DSpace at EWHA: 다중계층구조를 갖는 데이터의 구조적 분류 및 분석

Browse

My Repository

DSpace at EWHA일반대학원 컴퓨터공학과 Theses_Master

View : 841 Download: 0

다중계층구조를 갖는 데이터의 구조적 분류 및 분석

Title: 다중계층구조를 갖는 데이터의 구조적 분류 및 분석

Authors: 박영선

Issue Date: 2003

Department/Major: 과학기술대학원 컴퓨터학과

Publisher: 이화여자대학교 과학기술대학원

Degree: Master

Abstract: OLAP(On-Line Analytical Processing)은 데이터의 분석과 관리의 목적을 위해서 다차원 데이터를 모으고, 관리하고, 프로세싱하고, 표현하기 위한 것으로 사용자가 직접 데이터베이스에 접근(Access)하여 질의를 작성하고 데이터를 가공(Reporting&Analyze)하는 것을 말한다. 사용자에게 요구된 데이터를 다차원적으로 편리하고 신속·정확하게 전달해주기 위해 분석결과의 일부분을 미리 계산하여 저장해 두게 된다. 그러나 이는 데이터에 따라 미리 계산해 두는 데이터의 양이 기존 데이터의 수 천 배가되는 데이터 폭발 현상이 발생하기도 한다[2]. 이렇게 데이터가 급격히 증가하는 현상은 여러 이유에 따라 발생하지만, 각 차원안에 여러 계층구조가 있을 경우 더 크게 발생할 수 있다. 그러나, OLAP에서 사용자의 질의는 각 차원안에 여러 계층 구조를 두고 있어야만 결과를 얻을 수 있는 경우가 많고, 롤업/드릴다운과 같은 OLAP 연산을 하는 경우에 정확한 연산 결과와 브라우징(browsing)을 가능하게 한다[3]. 실제 응용에서 각 차원의 계층구조는 조화되지 않은 구조이거나 레벨들을 공유하는 구조로써 복잡하고 체계화되지 않은 연결구조를 가지는 경우가 많기 때문에 이를 서버에서 지원해 주지 않으면 시스템의 성능을 저하시킬 뿐 아니라 사용자가 원하지 않는 결과를 얻게 된다. 그러므로 각 차원안에 여러 계층 구조를 가지는 다중계층구조의 분류작업을 통하여 사용자가 가진 데이터를 예상하여 시스템이 이를 지원할 수 있도록 하고, 다중계층구조를 가지는 차원의 집계 테이블과 데이터 큐브 크기의 식을 정립하여 다중계층구조의 구조적인 모델들을 제시하여 정리하였다. 이는 전체적인 다중계층구조의 분류와 분석을 하는 연구로써 현재까지는 없었던 새로운 시도로 중요한 연구 부분이다. 본 연구에서는 OLAP의 데이터가 다중계층구조를 가질 때 이것의 구조적 분류를 통해 시스템에서 적절한 방법으로 이를 지원할 수 있도록 하며, 집계 테이블과 데이터 큐브 크기를 구하는 새로운 식을 정립하여 다중계층구조에 따른 데이터 증가를 분석하기 위한 구조적 모델들을 제시한다. 그럼으로써 사용자에게 데이터 증가를 예상하고 사용자가 사용할 환경에 적절한 사전연산을 가능하도록 구성하였다. ; OLAP is a technique for extracting, managing, and processing multidimensional data for data analysis to support decision making.

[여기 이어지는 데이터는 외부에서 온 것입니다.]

PR #2161, opened 2025-07-18
Decouple front-io functionality from sidecar-seq

Aaron-Hartwig:
All the logic about how to interact with the front I/O board (power control, FPGA programming/communication, I2C comms) was very tightly coupled with Sidecar's business logic. The goal of this PR is to separate that stuff out into a dedicated front-io-server which can then handle all of the relevant details while exposing an API for other tasks. The big forcing factor here is working on the Medusa design (finally). Switching the medusa app to utilizing the front-io-server will be a separate PR.


Aaron-Hartwig:
This commit is deployed to `SW1` on `london`. I was able to ignition cycle the sidecar and bounce its scrimlet and everything came back up happily.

To speed up multidimensional data analysis, database systems frequently pre-compute aggregates on some subsets of dimensions and their corresponding hierarchies. This improves query response time. However, this method causes data explosion because of multiple hierarchies. However, OLAP queries follow the drill/roll/slice/dice-paradigm, and therefore exhibits navigation patterns that follow the hierarchy of a dimension. In real-world applications, hierarchies are often unbalanced and shared levels, resulting in complex hierarchy structures. So OLAP systems need to support multiple hierarchies to operate exact results and browse the data. In this paper, we classified structural hierarchies as the first step to analyze multiple hierarchies. As a second step, for each dimension with multiple hierarchies, we laid down new formulas to find out the number of summary tables and the size of the data cube. As the final step we give theorems of structural models with multiple hierarchies to analyze data addition according to it. Users are able to estimate data increase due to multiple hierarchies and pre-compute aggregates appropriate to their environment.